1.) Actually allow to load a state_dict into a module that has device="meta" weights. E.g. this codesnippet layer_meta.load_state_dict(fp32_dict) is currently a no-op - is the plan to change this? When doing so should maybe the dtype of the “meta” weight also define the dtype of the loaded weights? To be more precise when doing:

layer_meta = nn.Linear(100, 100, device="meta")

the module layer_meta actually has a dtype which defaults to fp32 just like “normal” modules. The problem however is that load_state_dict on this module doesn’t work libraries currently cannot adopt this approach. Also, would it make sense to do this? If a module doesn’t initialize random weights are things like module.dtype meaningful? Because the dtype really is an attribute of the attached weights and there are no weights by definition, so does it make sense to actually use the dtype of a “meta” tensor?

2.) The loaded weights define what dtype the model should have. If I instantiate a module that allocates no weights, no memory with torch.meta and then load weights in fp16 into such a module, should the module maybe just take this dtype? This seems to make sense to me, but the big drawback is that it would be a bit inconsistent with the existing API and people will see different results depending on whether the model was initialized with device="meta" or not
3.) Not do anything since device="meta" is still pretty new and has no official docs yet really (but as said before it’s already widely used by the community)
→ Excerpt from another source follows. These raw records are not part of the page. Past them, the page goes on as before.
PR #858, opened 2022-10-24
Primary/elementary discriminant group

StevellM:
I am not strict on the naming, though it seems to be the ones usually used.

I fixed the `rescale` function for `TorQuadMod` which was buggy (for the printing) in the case where we were rescaling a trivial torsion quadratic module.

### DIFF
--- a/src/QuadForm/Quad/ZLattices.jl
+++ b/src/QuadForm/Quad/ZLattices.jl
@@ -1813,3 +1813,81 @@ function overlattice(glue_map::TorQuadModMor)
   return lattice(ambient_space(S), B[end-rank(S)-rank(R)+1:end,:])
 end
 
+################################################################################
+#
+#  Primary/elementary lattices
+#
+################################################################################
+
+@doc Markdown.doc"""
+    is_primary(L::ZLat) -> Bool, fmpz
+
+Given a $\mathbb Z$-lattice `L`, return whether `L` is primary, that is whether its
+discriminant group is a `p`-group for some prime number `p. In case it is, `p` is
+also returned as second output.
+
+Note that for unimodular lattices, this function returns `(true, 1)`. If the
+lattice is not primary, the second return value is `-1` by default.
+"""
+function is_primary(L::ZLat)
+  @req is_integral(L) "L must be integral"
+  d = ZZ(det(L))
+  if d == 1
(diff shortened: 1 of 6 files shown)


thofma:
I think we are transitioning to `is_*` just returning a Bool (people seem to favour that). So `is_primary` would be a Bool and the other would be `is_primary_with_prime`. See also https://github.com/oscar-system/Oscar.jl/pull/1574.

(I know that many functions in Hecke do not follow this yet).

src/QuadForm/Quad/ZLattices.jl
```diff
@@ -1813,3 +1813,82 @@ function overlattice(glue_map::TorQuadModMor)
...
+end
+
+@doc Markdown.doc"""
+    is_elementary(L::ZLat, p::Union{Integer, fmpz}) -> Bool
+
+Given a $\mathbb Z$-lattice `L` and a prime number `p`, return whether `L`
+is `p`-elementary, that is whether its discriminant group is an elementary
+`p`-group.
+"""
+function is_elementary(L::ZLat, p::Union{Integer, fmpz})
```
thofma, line 1890: Is this standard definition? Since L itself is an abelian group, it could be elementary itself (which it never will be, but still). It is like defining the order of L to be the order of the discriminant group.

But I am not too familiar with the literature. @simonbrandhorst any thoughts?

StevellM: I am following the definition of Conway and Sloane for p-elementary lattices yes. For primary I am not sure whether it is standard, but it is coherent with the elementary definition... I remember seeing it used in some paper also.

thofma: Ok. It just looks odd to forward some properties of L to the discrimant group (and some not). But I am happy with it if this the convention.

StevellM: Good. Simon wanted to have a look at it in any case so he will be able to confirm (or not!)

simonbrandhorst: Yes, `p`-elementary for `p` a prime is standard.

simonbrandhorst (changes requested):
Please add the new functions to the documentation.

PR #864, opened 2022-11-02
Fix #859 take 2

### LINKED ISSUE #859: `pseudo_hnf` for non-full rank pseudo-matrix
```
julia> Qx, x = PolynomialRing(FlintQQ, "x");

julia> f = x - 1;

julia> K, a = NumberField(f, "a", cached = false);

julia> Kt, t = PolynomialRing(K, "t");

julia> g = t^2 + 1;

julia> E, b = NumberField(g, "b", cached = false);

julia> D = matrix(E, 3, 3, [1, 0, 0, 0, 1, 0, 0, 0, 1]);

julia> gens = Vector{Hecke.NfRelElem{nf_elem}}[map(E, [b + 2, 1, 0])];

julia> L = hermitian_lattice(E, gens, gram = D)
Hermitian lattice of rank 1 and degree 3
over
Relative maximal order with pseudo-basis (1) * 1//1 * <1, 1>, (b) * 1//1 * <1, 1>

julia> pseudo_hnf(pseudo_matrix(L));

julia> lattice(ambient_space(L), ans);

julia> ans == L
false

```
In theory, this should return equal lattices. The fact here is that `L` is not of full rank and its coefficient ideals are non-trivial, so it seems that the `pseudo_hnf` function is doing something unexpected. Here is a block code to copy-paste for reproduction:

```
Qx, x = PolynomialRing(FlintQQ, "x");
f = x - 1;
K, a = NumberField(f, "a", cached = false);
Kt, t = PolynomialRing(K, "t");
g = t^2 + 1;
E, b = NumberField(g, "b", cached = false);
D = matrix(E, 3, 3, [1, 0, 0, 0, 1, 0, 0, 0, 1]);
gens = Vector{Hecke.NfRelElem{nf_elem}}[map(E, [b + 2, 1, 0])];
L = hermitian_lattice(E, gens, gram = D);
pseudo_hnf(pseudo_matrix(L));
lattice(ambient_space(L), ans);
ans == L
```

thofma:
Fix also the containment check which accepts a matrix.

### DIFF
--- a/src/NumFieldOrd/NfOrd/LinearAlgebra.jl
+++ b/src/NumFieldOrd/NfOrd/LinearAlgebra.jl
@@ -906,16 +906,23 @@ function _contained_in_span_of_pseudohnf(v::Generic.Mat{T}, a::S, P::PMat{T, S},
   end
   w = deepcopy(v)
   for i = start:step:stop
+    # find pivot
+    if shape === :upperright
+      piv = findfirst(k -> !iszero(P.matrix[i, k]), 1:ncols(P))::Int
+    else
+      piv = findlast(k -> !iszero(P.matrix[i, k]), 1:ncols(P))::Int
+    end
+
     if !(w[1, i]//P.matrix[i, i] in P.coeffs[i]*inv(a))
       return false
     end
-    e = w[1, i]//P.matrix[i, i]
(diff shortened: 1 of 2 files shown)


thofma:
This is why code duplication is bad.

To throw in another pointer that might be helpful. In JAX/Flax the weights are not attached to the module and only forwarded to the model. Therefore only the loaded weights decide the dtype of the model. There is no problematic question of whether the “random model weights” should be upcasted to the “loaded model weights” or the other way around.